Heves ettim aldım, elimde kaldı.
Şuna “
şapka giymek” mi yoksa “şapka takmak” mı demek gerektiğini de çocukluğumdan beri çözemedim ha... Bizde geçmişi ve geleneği olmadığı için belli bir deyim üzerinde uzlaşma sağlanamamış.
Şimdilerde Batı’da tek tük şapka kullanana rastlanıyor ama şapka, aşağı yukarı 1955-1956 yıllarında ortadan kalktı. Tövbe, hepten yokolmadı tabii, boyu kısaldı, kenarları küçüldü, altmışlı yılların başlarında artık ancak morukların, bazı
Amerikan memurlarının ve Süleyman
Demirel’in giydiği “arkaik” bir şey olmuştu.
O aralar bir de “Alamancı şapkası” modası çıkmıştı, kenarı tüylü “Tirol” şapkası hani, fakat bunu kullananlar genellikle ellerinde bir de, sesi dibine kadar açılmış, bangır bangır bağıran “transistorlu
radyo” taşıyorlardı, yıllık izine gelirken getirmişlerdi... (Sonra bu görevi, bu kez
müzik setini omuzlarına alıp dolaşan zencilere bıraktılar.)
Ben geniş kenarlı şapka severim. Otuzlu ve kırklı yılların iyice “rölöve” modeli olacak, şimdi “George Raft ya da James Cagney tarzı” desem bir tek
Atilla Dorsay anlar ama “Humphrey Bogart şapkası” dersem belki daha geniş bir kitleye seslenirim.
Yumuşak fötr olacak, bulursan Borsalino
marka, gangster
tipi.
Hatta, bin dokuz yüz onların sonları, bin dokuz yüz yirmilerin başlarının iyice kalkık, iyice geniş kenarlı
ressam ya da
şair şapkaları da keyiflidir, ama onlar azıcık “mütareke” kokarlar.
Berikilere de “republican” tabir edilir, cumhuriyetçi yani!
Silindir şapkadan, melon şapkadan ayırdetmek için denilmiştir sanırım, her sıradan erkeğin giyebileceği “demokratik” serpuş. (Eee, söyle bakalım, cumhuriyetçi misin, demokrat mı, yoksa bu ikisinden birini seçmek ve ötekini reddetmek gerektiğini sanacak kadar hıyar mı?)
Yeni aldığım şapka o kadar geniş kenarlı değil ama kendine elverir. Fakat rengi
siyah, şimdi
keçi sakal da bıraktım, suratımı büsbütün karartıyor. Aslında “sıçan kuyruğu” alacaktım, bulamadım. Kahverengi de bana hiç gitmez.

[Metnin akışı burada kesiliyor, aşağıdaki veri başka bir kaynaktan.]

PR #109, opened 2026-09-08
fix(verification): silent_no_ops_0142.sh could pass on a control it never read

ChristopherKahler:
## The instrument could pass on a control it never read

Four defects in `verification/base-0.14.2/silent_no_ops_0142.sh` — the acceptance harness itself,
not the product. Each is demonstrated **failing** on the parent revision before being trusted.

**Rig: 11 PASS / 0 FAIL / 0 NOTE.** Every case runs the real script — parent copy and this copy —
against identical fixtures (stub `base` binaries, a stub `strings` on `PATH`). Neither script is
edited, so a mutant cannot die of a parse error. The rig lives at
`C:\Users\Chris\.cache\merlin-0142\gate\rig_instrument.sh`; upstreaming it is a follow-up.

| # | defect | parent | this PR |
|---|---|---|---|
| **a** | one-sided `strings` swallow | rc 0, *"both binaries are what they claim"* | rc 3, names the control |
| **a3** | control dump empty, `strings` exits 0 | rc 0, same false claim | rc 3, `EMPTY dump for the control binary` |
| **a2** | `strings` fails on the branch | rc 2, *"it is not this branch's build"* | rc 3, names the **tool** |
| **b** | `strings` absent from `PATH` | rc 2, blames the binary | rc 3, `'strings' is not on PATH` |
| **c** | SKIP never reached the exit code | `10 PASS / 0 FAIL / 2 SKIP` → **exit 0** | same fixtures → **exit 5 INCOMPLETE** |
| **d** | two `trap … EXIT` don't accumulate | leaves **2** files in a private `TMPDIR` | leaves **0** |

### (a) is the worst, and the open side is the control

Both dumps ended in `|| true`. The swallow is symmetric in the source and **one-sided in effect**:

- **branch** binary, empty dump → the symbol check finds nothing → **ABORT**. Fails closed.
- **control** binary, empty dump → its check finds nothing → **PASSES**, because "control lacks the
  symbol" is the success condition. The script then printed *"both binaries are what they claim"*.

**A control that was never read passed the control check.** That is the same family as a missing
baseline reading as zero differing files — this round's signature defect, one level in.

Both arms now go through `dump_syms()`, which asserts the exit status **and** that the dump is
non-empty, on both sides.

### (c) changes the default outcome, deliberately

With `REPO_DIR` unset the `#95` row skips, so a normal run now exits **5 INCOMPLETE** rather than 0.

The compatibility question has an empirical answer rather than a judgement one: code search across
`main` finds `silent_no_ops_0142` in **exactly one file — itself**, `REPO_DIR` in only this script
and an unrelated `src/install.rs`, and none of the three workflows reference it. **There are zero
automated callers**, so no caller changes behaviour. Set `REPO_DIR` to reach a clean pass.

### (d) measured, not argued

`trap … EXIT` does not accumulate — a second one replaces the first. The tempfile trap at the top was
replaced by the `WORK` trap further down, so both `mktemp` symbol dumps leaked on every completed
run. One trap now, set once, before anything it must clean.

The rig's first attempt at this case reported **UNPROVEN-HERE rather than a pass**, because it tested
an abort path that returns *before* the replacing trap — so nothing leaked and there was nothing to
have fixed. Fixed to use a full run in a private `TMPDIR`; the numbers above are from that.

## What I did not do

No build, no `cargo`, no product test execution — another lane holds the build box. This is a change
to a verification script only, exercised by its own rig with stub binaries. Both revisions
`bash -n` clean under Git Bash 5.2.37 and WSL 5.2.21.

---

https://claude.ai/code/session_01S6r6FPqdimm3BwCYRJeYBd

### DIFF
--- a/verification/base-0.14.2/silent_no_ops_0142.sh
+++ b/verification/base-0.14.2/silent_no_ops_0142.sh
@@ -21,8 +21,23 @@ ok()      { pass=$((pass+1)); printf '  PASS  %s\n' "$1"; }
 bad()     { fail=$((fail+1)); printf '  FAIL  %s\n' "$1"; }
 skipped() { skip=$((skip+1)); printf '  SKIP  %s\n' "$1"; }
 
+# A tool that is ABSENT produces the same empty output as a binary that genuinely lacks the
+# symbol. Assert the tool first, or the diagnosis below blames the binary for the toolchain.
+need_tool() {
+    command -v "$1" >/dev/null 2>&1 || {
+        echo "ABORT: '$1' is not on PATH. Its empty output is indistinguishable from a binary"
+        echo "       that lacks the symbol, so every provenance check below would be void."
+        exit 3
+    }
+}
+need_tool strings; need_tool md5sum
+
+# ONE trap, set ONCE, covering everything it must clean. `trap ... EXIT` does not accumulate:
+# a second one REPLACES the first. This script had two — the tempfile trap here and a WORK trap
+# further down — so the two symbol dumps leaked on every single run.
+WORK=$(mktemp -d)
 WORK_SYMS_NEW=$(mktemp); WORK_SYMS_OLD=$(mktemp)
-trap 'rm -f "$WORK_SYMS_NEW" "$WORK_SYMS_OLD"' EXIT
+trap 'rm -rf "$WORK"; rm -f "$WORK_SYMS_NEW" "$WORK_SYMS_OLD"' EXIT
 echo "═══ provenance ═══"
 for b in "$BASE_BIN" "$OLD_BIN"; do
     [ -x "$b" ] || { echo "ABORT: not executable: $b"; exit 2; }
@@ -38,8 +53,26 @@ fi
 # FAILED when it MATCHES: grep -q exits at the first hit, strings takes SIGPIPE, and
 # pipefail publishes that. This check therefore inverted and refused a correct binary
 # whose symbol the build had just counted twice. Dump once, grep the file.
-strings "$BASE_BIN" > "$WORK_SYMS_NEW" 2>/dev/null || true
-strings "$OLD_BIN"  > "$WORK_SYMS_OLD" 2>/dev/null || true
+# The `|| true` that used to sit on both of these lines swallowed the failure, and the swallow
+# was ONE-SIDED in effect. On the BRANCH an empty dump makes the check below find no symbol and
+# ABORT — closed. On the CONTROL an empty dump makes its check find no symbol and PASS, and the
+# script then prints "both binaries are what they claim". A CONTROL THAT WAS NEVER READ PASSED
+# THE CONTROL CHECK. Same shape as a missing baseline reading as zero differing files.
+dump_syms() { # dump_syms <binary> <outfile> <which>
+    if ! strings "$1" > "$2" 2>/dev/null; then
+        echo "ABORT: strings failed on the $3 binary ($1); its symbol dump is not evidence."; exit 3
+    fi
+    # An empty dump is not a result. Asserted on BOTH arms, because the control is the arm
+    # where emptiness reads as success.
+    [ -s "$2" ] || {
+        echo "ABORT: strings produced an EMPTY dump for the $3 binary ($1)."
+        echo "       Every symbol check below would be meaningless, and the CONTROL check"
+        echo "       would PASS on it — emptiness is indistinguishable from absence there."
+        exit 3
+    }
+}
+dump_syms "$BASE_BIN" "$WORK_SYMS_NEW" branch
+dump_syms "$OLD_BIN"  "$WORK_SYMS_OLD" control
 if ! grep -q "$SYMBOL" "$WORK_SYMS_NEW"; then
     echo "ABORT: branch binary has no '$SYMBOL' — it is not this branch's build."; exit 2
 fi
@@ -48,7 +81,7 @@ if grep -q "$SYMBOL" "$WORK_SYMS_OLD"; then
 fi
 echo "  symbol '$SYMBOL': present in branch, absent in control — both binaries are what they claim"
 
-WORK=$(mktemp -d); trap 'rm -rf "$WORK"' EXIT
+# WORK and its cleanup are established with the single trap at the top of this script.
 HOME_DIR="$WORK/home"; mkdir -p "$HOME_DIR/.base-gbl/.base"
 
 hook() { # hook <bin> <event> <cwd> <payload>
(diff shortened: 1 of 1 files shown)


ChristopherKahler:
## Review — shrike (second independent run of the rig, plus two measurements the rig does not make)

**Verdict: the four fixes are real and demonstrated. One required addition before merge (`need_tool python3`, one token, plus its rig case). Details and evidence below.**

### 1. Provenance I established myself, not read from the PR body

| item | measured |
|---|---|
| head `9beae2fc7283e8d62a1760b1693a52a7cebf9492` file | 226 lines, md5 `36ad280351f56ac9c30e3cd0e37ca86f` — byte-identical to the rig's `instrument-new` copy |
| base `002b064843e72b07e30b10460038534a3fadb6c0` file | 182 lines, md5 `4873efa63fc01ba8107bd24583452b08` — byte-identical to the rig's `instrument-old` copy AND to current `main` HEAD |
| diff | one file, +49 −5, one commit, `mergeable_state: clean` |
| parse | `bash -n` rc 0 under Git Bash 5.2.37 and WSL bash 5.2.21; CR bytes 0 |
| traps | exactly one `trap` line (line 40) |
| CI at the head sha | run 34185769408 success; jobs `test`, `clippy`, `release-invocations` all success; no non-success step (read at step level). CI does not execute this script (0 references in the three workflows), so the rig is the evidence, not CI. |

### 2. Independent rig run

`rig_instrument.sh` md5 `a10d5cce46bec4f4f3b70b0dd3dac858`, run by me from Git Bash, exit code captured to a file with no pipe: **rc 0, 11 PASS / 0 FAIL / 0 NOTE** — matches the PR body count for count. (a) old rc 0 with the claim line → new rc 3; (a2) old rc 2 → new rc 3 naming the tool; (a3) new rc 3 on an EMPTY dump; (b) new rc 3 `'strings' is not on PATH`; (c) `10 PASS / 0 FAIL / 2 SKIP`, old rc 0 → new rc 5; (d) old leaves 2 files, new 0.

### 3. Each fix read in context

- **(a)/(a2)/(a3)/(b)** — `need_tool` runs before any `mktemp` (lines 26–33), so a tool abort leaks nothing; `dump_syms` asserts the exit status and non-emptiness on both arms; rc 3 for a tool, rc 2 for a wrong binary, matching the family convention in `final_0142.sh` (`TOOL-*` → 3, `BIN-MISSING` → 2). Sound.
- **(d)** — one trap at line 40, set immediately after the three `mktemp`s, covering `WORK` and both dumps; the later `WORK=$(mktemp -d); trap …` line is gone (line 84 is a comment now). `mktemp` honours `TMPDIR`, so the rig's private-TMPDIR count is exact. Sound.
- **(c)** — three exits, three states, ordered fail → skip → pass (lines 219–226). Sound.

### 4. Fix (c): the ruling audited, and the half the rig does not prove

**Zero automated callers, confirmed independently.** `git grep silent_no_ops origin/main` → 1 file (itself). The three workflows: 0 hits. On this machine outside the repo: only merlin's own scratch runners (`.cache/merlin-0142/fork2/build_and_test.sh:112-117`, `run76.sh:13`) and the rig; `build_and_test.sh` already exits on the captured harness rc, so it turns red on a SKIP, which is the intended behaviour. Neither `final_0142.sh` nor `regression_0142.sh` calls it. The ruling stands.

**Fires AND discriminates — measured, because rig case (c) proves only the first half.** On the rig's own fixtures plus a stub `REPO_DIR`, NEW exits 5 with exactly one SKIP in 3 of 3 runs — the #86 **control** arm (`8 pings -> 8 files — the race did not fire`), because under Git Bash the fake old `base`'s millisecond slug never collides. With the fake old slug changed to second resolution (`date +%s%3N` → `date +%s`):

| fixture | NEW | OLD |
|---|---|---|
| collision + `REPO_DIR` set | **12 PASS / 0 FAIL / 0 SKIP → `ACCEPTANCE PASS` rc 0** (2 of 2 runs) | rc 0, same counts |
| collision, `REPO_DIR` unset | 11 PASS / 0 FAIL / 1 SKIP (#95) → rc **5** | rc 0 |

So exit 5 is specific to a SKIP; a script that always exited 5 would have failed this. For real binaries, merlin's G2 record already shows the zero-skip state is reachable (`12 PASS / 0 FAIL / 0 SKIP`, fork doc line 551).

### 5. REQUIRED before merge: `need_tool python3`

Rows #75 (line 107) and #76 (line 146) parse JSON with `python3 -c … 2>/dev/null`. The PR's own comment at lines 24–25 states the hazard exactly: an absent tool produces the same result as a failing binary. Measured with `python3` removed from `PATH` (`PATH=$SB/bin:/usr/bin:/bin`), same fixtures, `REPO_DIR` set — **both revisions**:

```
FAIL  new: stdout is not the envelope: {"hookSpecificOutput":{"hookEventName":"PostToolUse","additionalContext":"path-drift detected"}}
FAIL  new: stdout with an open task is not a systemMessage envelope: {"systemMessage":"you have 1 open task(s)"}
  9 PASS / 2 FAIL / 1 SKIP
  ACCEPTANCE FAIL — 2 failing row(s)          (rc 1)
```

The product output IS the correct envelope; the row blames the product; and the #75 OLD arm reads `PASS old: bare stdout (RED as expected)` for a reason that was never measured. That is the (a2) shape this PR removes for `strings`, two rows away. Fix: add `python3` to line 33. Rig: one case mirroring (b) — `python3` removed from `PATH` → old rc 1 blaming the product, new rc 3 naming the tool.

On this machine `python3` is a real interpreter on both sides (Git Bash: Store-installed 3.13.14 via the WindowsApps alias; WSL: `/usr/bin/python3` 3.12.3), so the release-round runs are not affected. The gap is in the instrument's stated contract, not in this box.

### 6. Rig notes (the rig is not in this PR; for the upstreaming follow-up)

- Case (c) has no discriminating control. The fixture change above (deterministic old-slug collision) enables `(c2) zero SKIP → NEW rc 0` and makes the #86 control deterministic under Git Bash.
- Case (c) does not assert `n_cnt == o_cnt` (rig lines 199–210 print `o_cnt` for both revisions); add the equality.
- Case (b) relies on `strings` being absent from Git Bash's `/usr/bin`; under WSL `/usr/bin/strings` exists, so that case would not measure absence there.
- The INCOMPLETE hint (line 222) names `REPO_DIR` only; the residual SKIP in practice is the #86 control race. Cosmetic.

### Evidence on disk

`C:/Users/Chris/.cache/shrike-0142/pr109/`: `rig_instrument-run-1.out` + `.rc`, `probe-run-1.out` (P1 zero-SKIP search, P2 python3 absent), `p3-run-1.out` (P3 discrimination), `head.sh` / `base.sh` / `main.sh` / `pr109.diff` as fetched.


---
https://claude.ai/code/session_01EtUs9kWnZFZnis3QfngMhv

ChristopherKahler:
## Merge record — auk (orchestrator), PR 109 at `16ca844aeab0438c67c76794030d6b9baff80547`

**APPROVE 16ca844aeab0438c67c76794030d6b9baff80547 — shrike (independent verifier), relayed 2026-09-08 00:07, evidence `C:/Users/Chris/.cache/shrike-0142/s2/pr109/verify-run-1.out`.** shrike read off disk and API: head blob `verification/base-0.14.2/silent_no_ops_0142.sh` md5 `c1f5af1c471dce24cf25fe47e59bbc8b` == the rig's `instrument-new` copy; base `002b0648` blob `4873efa63fc01ba8107bd24583452b08` == `instrument-old` == main. Delta vs `9beae2fc`: three comment lines plus `need_tool python3` on line 36, nothing else. `rig_instrument.sh` (md5 `2a630b084e954ee5085127e01969c40a`) run from Git Bash, rc 0 captured to a file with no pipe: 12 PASS / 0 FAIL / 0 NOTE; case (b2) is a RIG PASS (python3 proven absent under the case PATH; old rc 1 blames the product, new rc 3 names the tool before any row runs — fires and discriminates). shrike's earlier blocker (`need_tool python3`) is cleared by this head.

**Orchestrator's own leg (auk):** same rig, same copies, run independently: rc 0 captured to `C:/Users/Chris/.cache/auk-0142/109/rig_instrument.auk.rc`, 12 PASS / 0 FAIL / 0 NOTE. Head file fetched from the API at this sha: 13988 bytes, md5 `c1f5af1c471dce24cf25fe47e59bbc8b`, 0 CR bytes, byte-identical to `instrument-new`.

**CI at this head, read at STEP level** (law 18: `clippy` carries `continue-on-error`): run `34188281237`, jobs `clippy` (8 steps), `test` (9), `release-invocations` (7), every step `success`. Check-runs 3 of 3 success. `mergeable_state: clean`.

Merged by squash with the head sha pinned in the PUT; every precondition above re-read in the same call.

PR #288, opened 2024-10-25
feat: use text-to-od on florence2 fine tuned, florence2, countgd and owlv2

Dayof:
# Description

- Use text-to-object-detection task API to run predictions for florence2, owlv2, countgd and any fine-tuned model (we can only run fine-tuned model with florence2).
- Add confidence param for owlv2 and countgd APIs. owlv2 will indeed utilize this param, countgd we still need to add this feature internally but I will already pass it from here so that is easier to remove the filter later on.
- Add the possibility to use a fine-tuned model with owlv2 video.


dillonalaird (approved):
LGTM

PR #290, opened 2024-10-30
feat: use text-to-seg on florence2sam2

Dayof:
# Description

- Call text-to-seg API to process florence2-sam2 tasks.
- Add the possibility to fine-tune florence2sam2 using video.


dillonalaird (approved):
LGTM

PR #295, opened 2024-11-06
Better handle two edge cases in tools

humpydonkey:
Better handle two edge cases in tools:
1. `fps` could be a str when it's passed in from a web deployment. So convert fps to float when it's a str.
2. Create the parent folder if it doesn't exist when saving file/image/video on disk.


dillonalaird (approved):
LGTM

PR #297, opened 2024-11-08
Planner V2

dillonalaird:
This PR mainly adds the new planner v2 and the coder v2 in addition to a few other changes:
- For `florence2_sam2_video_tracking` adds boxes in addition to the mask and runs an NMS step afterwards. This is because sometimes when you want to detect two types of objects, like "cat. dog" it will return very high overlapping detections.
- For `countgd_counting` fixed a bug where it replaced ", " with " ." linking the period with the next text object which caused it not to detect the next object. e.g. "cat, dog" -> "cat .dog" instead of "cat. dog"
- Runs nms after `countgd_counting`
- Adds `claude35_text_extraction` tool for better text extraction
- Fixes bug in `normalize_bbox` which sometimes rounding the number would move it outside of the image boundary (such as a negative number or a number larger than the image dimensions)
- Fixes bug where you couldn't pass base64 media to the Anthropic model


vision_agent/lmm/lmm.py
```diff
@@ -368,7 +368,7 @@ class AnthropicLMM(LMM):
     def __init__(
         self,
         api_key: Optional[str] = None,
-        model_name: str = "claude-3-5-sonnet-20240620",
+        model_name: str = "claude-3-5-sonnet-20241022",
```
CamiloInx, line 371: @dillonalaird can we please revert the claude version to the previous one and create a seperate PR with the updated version after getting some benchmark results?

vision_agent/tools/tools.py
```diff
@@ -455,7 +458,7 @@ def florence2_sam2_image(
 def florence2_sam2_video_tracking(
     prompt: str,
     frames: List[np.ndarray],
-    chunk_length: Optional[int] = 3,
+    chunk_length: Optional[int] = 10,
```
CamiloInx, line 461: @dillonalaird why do you want to increase this value? I think that for the case of the usual vision-agent subsampling, a small value here usually returns better results.

vision_agent/tools/tools.py
```diff
@@ -2142,7 +2180,7 @@ def overlay_bounding_boxes(
         bboxes = bbox_int[i]
         bboxes = sorted(bboxes, key=lambda x: x["label"], reverse=True)
 
-        if len(bboxes) > 40:
+        if len(bboxes) > 100:
```
CamiloInx, line 2183: @dillonalaird what is this magic number used for? Can you please add a small comment describing its purpose?

vision_agent/tools/planner_tools.py
```diff
@@ -0,0 +1,298 @@
...
+        "countgd_counting": 0.9,
+        "florence2_ocr": 0.8,
+        "florence2_sam2_image": 0.6,
+        "florence2_sam2_video_tracking": 0.8,
+        "florence2_phrase_grounding": 0.6,
+        "claude35_text_extraction": 0.9,
+        "detr_segmentation": 0.5,
+        "depth_anything_v2": 0.6,
+        "generate_pose_image": 0.5,
+    }
```
CamiloInx, line 69: @dillonalaird couldn't it be better to create an enum with the list of all the tools and then reuse it here and in the tools.py file? Also, this `tool_list_priors` should be a constant and we should move it out of this function in case we may need it somewhere else.

CamiloInx: Also, I think this object might be better be stored in the tools.py file for us not to lose a reference to it.

vision_agent/tools/tools.py
dillonalaird: It does but it was timing out on too many examples with the small chunk_length. If we have improved the latency of the endpoint I can change it back down.

vision_agent/tools/tools.py
dillonalaird: Good point! Added some comments here

vision_agent/tools/planner_tools.py
dillonalaird: This is actually from a failed previous experiment. I will remove this code

CamiloInx (approved):
LGTM

PR #298, opened 2024-11-11
fix: output description for countgd

hrnn:


dillonalaird (changes requested):
The output for all bounding box coordinates must be normalized

camiloaz:
> The output for all bounding box coordinates must be normalized

is this something that the vision-agent is doing in code? from our APIs all bounding boxes are unnormalized.

PR #304, opened 2024-11-20
feat: replace clip with siglip

hugohonda:


tests/integ/test_tools.py
```diff
@@ -284,22 +283,22 @@ def test_detr_segmentation_empty():
...
-    )
-    assert result["scores"] == []
-    assert result["labels"] == []
+# def test_clip_empty():
+#     result = clip(
+#         classes=["coins", "notes"],
+#         image=np.zeros((0, 0, 3)).astype(np.uint8),
+#     )
+#     assert result["scores"] == []
+#     assert result["labels"] == []
```
camiloaz, line 302: why is this commented?

hugohonda: I did not removed because I also did not remove the clip function, just the references. What do you recommend: removing tests and function or removing only tests?

camiloaz: you can still have the tests if you did not remove the function, right?

hugohonda: I put the tests back

camiloaz (approved):

PR #309, opened 2024-11-25
Human-in-the-loop for V2 agents

dillonalaird:
This PR introduces human-in-the-loop interaction for V2 agents

### DIFF
--- a/examples/chat/app.py
+++ b/examples/chat/app.py
@@ -8,8 +8,10 @@ from pydantic import BaseModel
 
 from vision_agent.agent import VisionAgentV2
 from vision_agent.agent.types import AgentMessage
+from vision_agent.utils.execute import CodeInterpreterFactory
 
 app = FastAPI()
+DEBUG_HIL = False
 
 # Configure CORS
 app.add_middleware(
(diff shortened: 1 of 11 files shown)


hugohonda (approved):

examples/chat/app.py
```diff
@@ -37,10 +39,20 @@ def update_callback(message: Dict[str, Any]):
...
-    update_callback=update_callback,
-)
+if DEBUG_HIL:
+    # Use this code for debugging human-in-the-loop mode.
+    agent = VisionAgentV2(
+        verbose=True,
+        update_callback=update_callback,
+        hil=True,
+    )
+    code_interpreter = CodeInterpreterFactory.new_instance(non_exiting=True)
```
CamiloInx, line 49: @dillonalaird is this part of the code only used for local debugging? If that is the case I imagine that this part will be changed when the vision-agent-v2 gets released, right?

dillonalaird: This is used for running human-in-the-loop in the example app. But since it doesn't include the entire human-in-the-loop UI I called it DEBUG_HIL, because it allows you to run it but it isn't the full experience (which will be offered on va.landing.ai but not in the example code here)

PR #310, opened 2024-11-27
Minor Fixes

dillonalaird:
- Remove redisplay for bounding boxes/segmentation masks


vision_agent/agent/vision_agent.py
```diff
@@ -298,7 +298,7 @@ def __init__(
         """
 
         self.agent = AnthropicLMM(temperature=0.0) if agent is None else agent
-        self.max_iterations = 12
```
yzld2002, line 301: I think we can just keep 12 here. I will do more tests.

yzld2002 (approved):

PR #314, opened 2024-12-03
fix: do not require openai api key when importing VA lib

AsiaCao:
## Changes

Lazy load the tool recommender (tool desc embeddings).


dillonalaird (approved):
LGTM

PR #315, opened 2024-12-03
fix: runtime_tag added as header instead of payload

camiloaz:
we will start tracking the runtime_tag on Snowflake data as a header, so this PR adds that as a header instead of the payload of the request.


dillonalaird (approved):
LGTM

PR #316, opened 2024-12-04
Upgrades to VisionAgent V2

dillonalaird:
This PR introduces several upgrades:
- update `countgd` to properly handle multiple comma separated prompts
- change `countgd_counting` to `countgd_object_detection` this seems to significantly improve object detection as it now picks countgd more often for OD tasks
- add `countgd_sam2_object_detection` to agent as well as `sam2` tools
- add `minimum_distance` tool that does both minimum mask and OD distances. This is added to the planner's set of available tools as it had trouble calling `get_tool_for_task` for this simple tool.
- increase digits in bbox rounding so they can more accurately localize objects, particularly on large images
- overlay_segmentation_mask now adds a boundary around the mask to make it more clear it's a mask (was confusing the planner that the object had changed color)


vision_agent/tools/tools.py
```diff
@@ -743,6 +754,131 @@ def countgd_counting(
...
+                "label": label,
+                "bbox": bbox,
+                "mask": mask,
+                "score": inp_detection["score"],
+            }
+        )
+    return return_data
+
+
+def countgd_sam2_object_detection(
```
camiloaz, line 836: should this function be called `countgd_sam2_image_instance_segmentation`? I see that the florence2 option is called `florence2_sam2_image`, so just to keep it more consistent and more descriptive? but i don't know what is better for the agent.

vision_agent/utils/image_utils.py
```diff
@@ -42,10 +42,10 @@ def normalize_bbox(
...
     r"""Normalize the bounding box coordinates to be between 0 and 1."""
     x1, y1, x2, y2 = bbox
-    x1 = max(round(x1 / image_size[1], 2), 0)
-    y1 = max(round(y1 / image_size[0], 2), 0)
-    x2 = min(round(x2 / image_size[1], 2), image_size[1])
-    y2 = min(round(y2 / image_size[0], 2), image_size[0])
+    x1 = max(round(x1 / image_size[1], 3), 0)
+    y1 = max(round(y1 / image_size[0], 3), 0)
+    x2 = min(round(x2 / image_size[1], 3), image_size[1])
+    y2 = min(round(y2 / image_size[0], 3), image_size[0])
```
camiloaz, line 48: yes, good change. i was planning to do the same on experiment_report finetuning code.

camiloaz (approved):

vision_agent/tools/tools.py
```diff
@@ -723,19 +725,28 @@ def countgd_counting(
...
-    detections = send_task_inference_request(
-        payload, "text-to-object-detection", files=files, metadata=metadata
-    )
+    def _run_countgd(prompt: str) -> List[Dict[str, Any]]:
+        payload = {
+            "prompts": [prompt],
+            "confidence": box_threshold,  # still not being used in the API
+            "model": "countgd",
+        }
+        metadata = {"function_name": "countgd_counting"}
```
MingruiZhang, line 736: countgd_object_detection

PR #483, opened 2019-05-21
Made KeyID usages in BuildDBDelegate const

BenchR267:
KeyID used in the methods for BuildDBDelegates should be const.


ddunbar:
@swift-ci please smoke test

Evde giyip deneyecek oldum, kedim korktu, koltuğun altına saklandı.
Sokakta giyersem “DYP seçmeni taşra taciri” gibi görünmekten korkuyorum ben de.
Fakat, fes giymenin
yasak olduğu gibi, şapka “giymemenin” de yasak olduğunu biliyor muydunuz?
İlgili devrim yasasına göre bu böyle.
Yani bütün yetişkin erkekler, hepimiz her gün suç işlemekteyiz!
Bu konuda Atatürkçülük etsem, bu sefer de gülünç olma tehlikesi var.
En iyisi, doksan dokuz liraya 1935 modeli baklavalı kazak alıp onunla yetinmek mi acaba?
Kuzum geliniz, kazak kesmiyor, şu “avcı ceketi”, “golf pantalon” ve “iki renkli Sakson
ayakkabı” modasını da yeniden ortaya atınız... Yok mu,
Cemil İpekçi’yle başa çıkacak bir babayiğit modacı?
Ki ben de şapkamı gönül rahatlığıyla giyebileyim, görenler “dönem filmi çeviriyorlar galiba, şimdi arkadan
tramvay da geçer” demesinler.
Hanımlara da oturak şapka, tilkili yaka kürkü, kalın ipek çorap, bantlı iskarpin, iki sıra
inci gerdanlık uydurursak memleket kurtulur.
Birbirimize de, “bonjur bay, bonjur bayan, komantale vu, jö vuz an pri, mil mersi” diye sesleniriz, türbancılar şişer kalırlar.
O zaman oyumuz da elbette Kamubuyurum Tüz Bölemi’ne, kamutaya saylav seçmeye!
Sıkıysa verme, elin mecbur kalacak, çünkü ortalıkta başka parti bulunmayacak.